I grew up in a town in Arizona where it seemed as though virtually all of the "pillars of the community" were Masons.
I did not know, at the time, what went on inside a Masonic lodge
room, but judging from the caliber of men who I knew of as being members
of the organization, I always thought it must have been something
pretty special.

Being a respected law enforcement officer, serving in both appointed
and elected capacities throughout his career; as well as being a
businessman, my father was a pillar of the community. And, he, at least
one uncle and an assortment of cousins, were all Blue Lodge Masons. My
mother and all three of my aunts were members of the Order of the
Eastern Star, which is basically an affiliated adult women’s
organization for wives, sisters, mothers, daughters, etc., although not
exclusively so. In high school, I became actively involved in DeMolay,
and my wife is a former member of the International Order of Rainbow for
Girls.
My father passed away in 1963. He was so much more to me than just my
dad. When I lost him, I lost my very best friend. And before my best
friend
died, one of his final wishes, that he made known to my mother, was that
his two sons become Masons. I still didn’t know what went on inside a
lodge room, but dad had always said that being a Mason made him a better
man. He wasn’t a "church-going" man, as the expression goes - ours was
not a churched family - but he was indeed a good, honest, decent man,
well-respected by even many of those who had been on the opposite side
of the fence from him when he was in law enforcement.
Some fifteen years later, after leaving Arizona, my father’s wish was
fulfilled. In May of 1978, I was initiated an Entered Apprentice into
the Blue Lodge that my brother was already a member of, and officer in.
In September, I was passed to the degree of Fellow Craft, and on
November 10, 1978, I was raised a Master Mason. I was presented that
night with a Masonic pin that had belonged to my father, and with tears
in my eyes and joy in my heart, I was finally able to say, "You rest
well now, old friend. Both of your sons are now Masons."
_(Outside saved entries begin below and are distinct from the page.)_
PR #3730, opened 2025-02-12
CompilationUnit does not contains modifier for the ImplicitTypeDeclaration

### LINKED ISSUE #3696: [24] CompilationUnit does not contains modifier for the ImplicitTypeDeclaration
ref: https://openjdk.org/jeps/495
JLS Changes : https://cr.openjdk.org/~gbierman/jep495/jep495-20241101/specs/simple-source-files-instance-main-methods-jls.html#jls-8.1.8

Summery
The `CompilationUnit.types` of `ImplicitTypeDeclaration` does not contain modifier. In light of JEP-495, the `ImplicitTypeDeclaration` can have the `final` modifier. However, the modifier is accessible through `ITypeBinding`.

Reproducer
========

```
public void test001() throws CoreException {
		ASTParser astParser = ASTParser.newParser(getAST24());
	    Map<String, String> options = new HashMap<>();
	    options.put(JavaCore.COMPILER_COMPLIANCE, "24");
	    options.put(JavaCore.COMPILER_SOURCE, "24");

	    astParser.setCompilerOptions(options);
	    astParser.setEnvironment(new String[] {}, new String[] {}, new String[] {}, true);
	    astParser.setUnitName("Example.java");
	    astParser.setResolveBindings(true);
	    astParser.setBindingsRecovery(true);

	    String source ="""
		    		String greeting() {
						return "Hello, World!";
					}
					void main() {
					    System.out.println(greeting());
					}
	    		""";

	    astParser.setSource(source.toCharArray());

	    CompilationUnit compilationUnit = (CompilationUnit) astParser.createAST(null);
	    ImplicitTypeDeclaration a = (ImplicitTypeDeclaration) compilationUnit.types().get(0);
	    assertTrue(Modifier.isFinal(a.getModifiers()));

	    ITypeBinding aBinding = a.resolveBinding();
	    assertTrue(Modifier.isFinal(aBinding.getModifiers()));
	}
```

subyssurendran666:
## What it does
All the necessary informations has beed added to the parent ticket.
This PR closes #3696 

## Author checklist

### DIFF
--- a/org.eclipse.jdt.core.tests.model/src/org/eclipse/jdt/core/tests/dom/ASTConverter_24Test.java
+++ b/org.eclipse.jdt.core.tests.model/src/org/eclipse/jdt/core/tests/dom/ASTConverter_24Test.java
@@ -1,0 +1,92 @@
+/*******************************************************************************
+ * Copyright (c) 2025 IBM Corporation and others.
+ *
+ * This program and the accompanying materials
+ * are made available under the terms of the Eclipse Public License 2.0
+ * which accompanies this distribution, and is available at
+ * https://www.eclipse.org/legal/epl-2.0/
+ *
+ * SPDX-License-Identifier: EPL-2.0
+ *
+ * Contributors:
+ *     IBM Corporation - initial API and implementation
+ *******************************************************************************/
+package org.eclipse.jdt.core.tests.dom;
+
+import java.util.HashMap;
+import java.util.Map;
+import junit.framework.Test;
+import org.eclipse.core.runtime.CoreException;
+import org.eclipse.jdt.core.ICompilationUnit;
+import org.eclipse.jdt.core.JavaCore;
+import org.eclipse.jdt.core.dom.AST;
+import org.eclipse.jdt.core.dom.ASTParser;
+import org.eclipse.jdt.core.dom.CompilationUnit;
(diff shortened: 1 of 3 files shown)


mpalat (commented):
@subyssurendran666 please take a look at Record also - here final is implicit. Let's check how its implemented there

subyssurendran666:
> @subyssurendran666 please take a look at Record also - here final is implicit. Let's check how its implemented there

I have analysed the Record and which is Implicitly "public final", ie `record Eclipse(String name, int age) {} ` which is equivalent to `public final record Eclipse(String name, int age) {}`.

There is no modifiers property attached to the RecordDeclaration if it is set implicitly. Therefore, the same approach can be followed here. We can modify the Javadoc of the ImplicitTypeDeclaration node.

mpalat:
> > @subyssurendran666 please take a look at Record also - here final is implicit. Let's check how its implemented there
> 
> I have analysed the Record and which is Implicitly "public final", ie `record Eclipse(String name, int age) {} ` which is equivalent to `public final record Eclipse(String name, int age) {}`.
> 
> There is no modifiers property attached to the RecordDeclaration if it is set implicitly. Therefore, the same approach can be followed here. We can modify the Javadoc of the ImplicitTypeDeclaration node.

Great - I agree

PR #3731, opened 2025-02-12
Prevent initial build-path errors on new external-folders in container

HannesWell:
## What it does
When adding an external-folder ('library-folder') to a classpath-container for the first time the initial build (without a rebuild, e.g. through auto-build) leads to a build-path (validation) error.
This happens for example when adding to a MANIFEST.MF a new requirement on a bundle that's a directory and not a jar and the PDE 'required-Plugins' classpath container is updated.

The reason is that the validation checks the linked folders created for external-folders. Calling `ExternalFolderChange.updateExternalFoldersIfNecessary` before the validation avoids these false-positive errors.

## How to test

The use-case in our code-base is non-trivial, but I can try to derive a dedicated test-case for it once I know that this doesn't break anything and is generally a reasonable change.

## Author checklist


HannesWell:
@iloveeclipse or @jukzi can you have a look at this?

jjohnstn (approved):
LGTM

PR #3741, opened 2025-02-15
Merge master (4.35 M3)  into BETA_JAVA24

stephan-herrmann:
Merge needed in reaction to version bump in #3711


stephan-herrmann:
Pushed directly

I still had no idea what Freemasonry was all about. I had always
heard that it was a fraternity of men, the teachings of which were based
upon the Bible. I wasn’t told that much about it, even on the evening
of my initiation, when prior to being admitted into the lodge room I was
required to declare in the affirmative that I would "cheerfully conform
to all the ancient usages and established customs of the Fraternity.",
even though I had absolutely no idea what all these "usages" and
"established customs" were. I didn’t remember that dad had ever gone to
lodge all that much, at least not in later years; I didn’t remember it
ever being a topic of discussion at the dinner table. But I had never
heard him speak in any negative terms about the lodge, nor had I heard
any such remarks from any other members of the family with the exception
of one uncle, but even that had nothing to do with the inner workings
of Freemasonry. As I was to learn later, there was no way the one uncle
could have been expected to know, anyway, being an "outsider". So many
people from WITHIN the ranks of the Order don’t even know. Besides, I
trusted most of the Masons I knew before becoming a member, and as long
as I wasn’t invited to a "snipe hunt", or something similar, I wasn’t
going to give it much thought.
There is a great deal of work involved in blue lodge Masonry, to
allow you to advance from one degree to the next. "Proficiencies" are to
be memorized, and they consist of a series of verbatim questions that
are asked of you, to which you must furnish answers that are very close
to being word-for-word themselves. Some places require that these
proficiencies be delivered in open lodge, in front of the membership in
attendance. We were only required to complete these examinations on the
premises while a lodge meeting was in session.
I turned in my 3rd degree proficiency on the evening of December’s
stated (business) meeting, which was just in time to be appointed by the
Worshipful Master-elect for the ensuing year (1979) as his Junior
Steward. No speaking parts were involved in this position, so I was
asked to begin learning to deliver the Working Tools lecture in each of
the 3 degrees, as well as the charges. In l980, I served as Chaplain.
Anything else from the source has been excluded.